The Wrong War to Start

The Prohibition on drugs (cleverly declared a “war” by President Nixon in 1970) has failed to meet a single one of its stated goals. After four decades and a trillion tax dollars, after 39-million arrests for nonviolent drug offenses, after quadrupling our prison population to 2.3 million, drugs today are cheaper, more widely used and more potent than they were when I began buying them as an undercover officer at the beginning of this fruitless effort. Most ominously, it is now easier for our children to buy illegal drugs than it is to buy beer or cigarettes. In a time when the US economy is tanking, when my local police force is being cut back by 9 per cent because of national and state deficits, Harvard University economist Jeffrey Miron has just published a study at www.WeCanDoItAgain.com, which finds that ending drug prohibition would boost America’s economy by $76.8 billion a year.

Our police and prison system should protect us from one another, not from our own flawed choices.
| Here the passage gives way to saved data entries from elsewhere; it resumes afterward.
PR #3415, opened 2020-08-18
pkg: add prometheus_operator_reconcile_operations_total metric

simonpasquier:
We already have the `prometheus_operator_reconcile_errors_total` metric
to track the number of reconciliation attempts that failed but we miss
the number of attempts which makes it harder to alert on it. With this
change, we can compute the ratio of reconciliations that failed.


s-urbaniak:
very nice, LGTM on green, thank you!

PR #3417, opened 2020-08-18
test/e2e: remove duplicated subtests

simonpasquier:
After #3413, it appears that some of the sub-tests in
`testPromArbitraryFSAcc` aren't useful because the outcome doesn't
depend on the value of ArbitraryFSAccessThroughSMsConfig.Deny. In all
cases, the test should succeed.


s-urbaniak:
LGTM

Drug use, as dangerous, shortsighted, and self-destructive as it is, does not necessarily make a person evil, threatening or in need of forced “treatment.” The idea that we can create drug-free national borders, states or schools when we can’t keep drugs out of maximum security prisons should end this debate; but some people, especially those whose livelihoods depend on the prohibition approach, can’t get enough of this “fix.”
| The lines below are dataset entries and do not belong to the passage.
PR #3421, opened 2020-08-19
Add metrics for selected/rejected resources and sync status

### LINKED ISSUE #3327: Add new metric when prometheus is stuck on "creating config failed"
**What is missing?**

There is no metric to alert when prometheus fail to create the new configuration before reload it.

**Context:**
We work on a shared kubernetes cluster with different teams and someone deleted, by mistake, one secret used to get the api credentials used by the service monitor. And because of that prometheus started to throw this error:

```
E0709 12:11:36.444821       1 operator.go:994] Sync "prometheus-operator" failed: creating config failed: could not generate basicAuth for servicemonitor my-app. secret username key "user" in secret "basic-auth" not found
```

And because of this error all the new service monitor we configure are not added to the configuration (maybe a related bug?)

**Why do we need it?**

We need to know when the create configuration procedure is failing to fix it as soon we notice to improve our reliability.

**Environment**

    `v0.38.1`

simonpasquier:
This change adds two metrics:
* `prometheus_operator_managed_resources`, the number of resources managed by the controller per state (either selected or rejected).
* `prometheus_operator_syncs`, number of sync operations per status and controller.
    
It also adds a new `PrometheusOperatorSyncFailed` alert that fires when `prometheus_operator_syncs{status="failed"}` is greater than 0.

Closes #3327

### DIFF
--- a/pkg/alertmanager/operator.go
+++ b/pkg/alertmanager/operator.go
@@ -280,6 +280,7 @@ func (c *Operator) processNextWorkItem(ctx context.Context) bool {
 
 	c.metrics.ReconcileCounter().Inc()
 	err := c.sync(ctx, key.(string))
+	c.metrics.SetSyncStatus(key.(string), err == nil)
 	if err == nil {
 		c.queue.Forget(key)
 		return true
@@ -399,6 +400,7 @@ func (c *Operator) sync(ctx context.Context, key string) error {
 	aobj, err := c.alrtInfs.Get(key)
 
 	if apierrors.IsNotFound(err) {
+		c.metrics.ForgetObject(key)
 		// Dependent resources are cleaned up by K8s via OwnerReferences
 		return nil
 	}
--- a/pkg/operator/operator.go
+++ b/pkg/operator/operator.go
@@ -16,16 +16,33 @@ package operator
 
 import (
 	"context"
+	"sync"
 	"time"
 
 	"github.com/go-kit/kit/log"
 	"github.com/go-kit/kit/log/level"
+
 	"github.com/prometheus/client_golang/prometheus"
 	appsv1 "k8s.io/api/apps/v1"
 	metav1 "k8s.io/apimachinery/pkg/apis/meta/v1"
 	"k8s.io/apimachinery/pkg/runtime"
 	"k8s.io/apimachinery/pkg/watch"
 	"k8s.io/client-go/tools/cache"
+)
+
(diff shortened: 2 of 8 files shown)


pkg/alertmanager/operator.go
```diff
@@ -135,7 +135,7 @@ func New(c prometheusoperator.Config, logger log.Logger, r prometheus.Registerer
 		&monitoringv1.Alertmanager{}, resyncPeriod, cache.Indexers{},
 	)
 	o.metrics.MustRegister(NewAlertmanagerCollector(o.alrtInf.GetStore()))
-	o.metrics.MustRegister(operator.NewStoreCollector("alertmanager", o.alrtInf.GetStore()))
+	o.metrics.MustRegister(operator.NewStoreCollector(monitoringv1.AlertmanagersKind, o.alrtInf.GetStore()))
```
s-urbaniak, line 138: Let's start thinking how this can incorporate multiple stores too (not relevant for this PR though) since we plan to move away from multilistwatcher to a native array of informers/stores.

Any ideas? I attempted something in my WIP PR but maybe you have some idea too?

s-urbaniak (commented):
Looks great so far!

simonpasquier:
My initial approach is too naive because we need to track sync operations per prometheus/alertmanager/thanos object somehow. Working on improving this :)

simonpasquier:
This is ready for review.

pkg/operator/operator.go
```diff
@@ -39,6 +56,15 @@ type Metrics struct {
 	// objects. It is split in the dimensions of Kubernetes objects and
 	// corresponding actions (add, delete, update).
 	triggerByCounter *prometheus.CounterVec
+
+	mtx       sync.RWMutex
```
s-urbaniak, line 60: do you mind to quickly document which fields this mutex is protecting? A simple `// protects all fields below` should do the trick.

s-urbaniak:
looks great to me, leaving the final review to another pair of eyes, cc @prometheus-operator/kube-prometheus-reviewers

midnightconman:
Can we add a note to the changelog about the metrics name and behavior change? It took me a while to find where this change was introduced.

simonpasquier:
@midnightconman we'll try to do better in the future. Hopefully we now have a process to add changelog entries to the PRs directly and generate the release changelog from them.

Any prohibition on desired (and sometimes medicinally necessary) substances not only fails to prevent their use over time but also distorts users, making countless “criminals” out of otherwise law-abiding individuals. Police involvement actually creates the threat that is then used to justify more police involvement or forced treatment. It is a self-feeding, self-justifying circle not amenable to tinkering.

It needs to be replaced by a system of controlled regulation.

Instead of being demonized, these dangerous drugs need to be legalized so we can take control away from the sales-hungry street dealers, international cartels, and terrorists that control them. These parasitic creations of Prohibition will dry up when we end the war on drugs.

Photo of crack cocaine

Photo of crack cocaine

In 1994, the Swiss decided to help their young people by treating heroin addiction as a health matter rather than a crime problem. They set up a pilot program of clinics where heroin users could inject that drug up to three times a day under medical supervision — government issued and on a sliding scale but free for those with no money.

The amazing outcomes of that policy were reported in a 10-year study published by the medical journal, The Lancet: not a single overdose death; rates of AIDS and hepatitis dropped to the lowest in Europe; crime was cut by 60 per cent; and projected cases of new heroin users in Zurich declined by 82 per cent.

A policy that reduces death, disease, crime and addiction—what could be better?

At the end of 2008 the citizens of Switzerland agreed in a referendum vote to make this a permanent policy.

I represent Law Enforcement Against Prohibition (leap.cc), a 10,000-member, educational nonprofit created and lead by former drug-warriors who call for legalized regulation of all drugs. The police, judges, and prosecutors of LEAP don’t want to see one additional drug abuser in the world but we understand this simple fact: the more dangerous the drug, the more important it is to legalize it, because nothing can be regulated and controlled when it is illegal.

————

Jack Cole as a young cop

As a young police officer, Jack Cole often worked tirelessly to pursue drug offenders
Coutesy Jack Cole


Jack A. Cole retired as a Detective Lieutenant after a 26-year career with the New Jersey State Police. For 12 of those years Cole worked as an undercover narcotics officer. His investigations spanned the spectrum of possible cases, from street drug users and mid-level drug dealers in New Jersey to international “billion-dollar” drug trafficking organizations. A national and international speaker, Cole has taught courses to police recruits and veteran officers on ethics, integrity, moral decision-making, and the detrimental effects of racial profiling. He is cofounder and executive director of LEAP.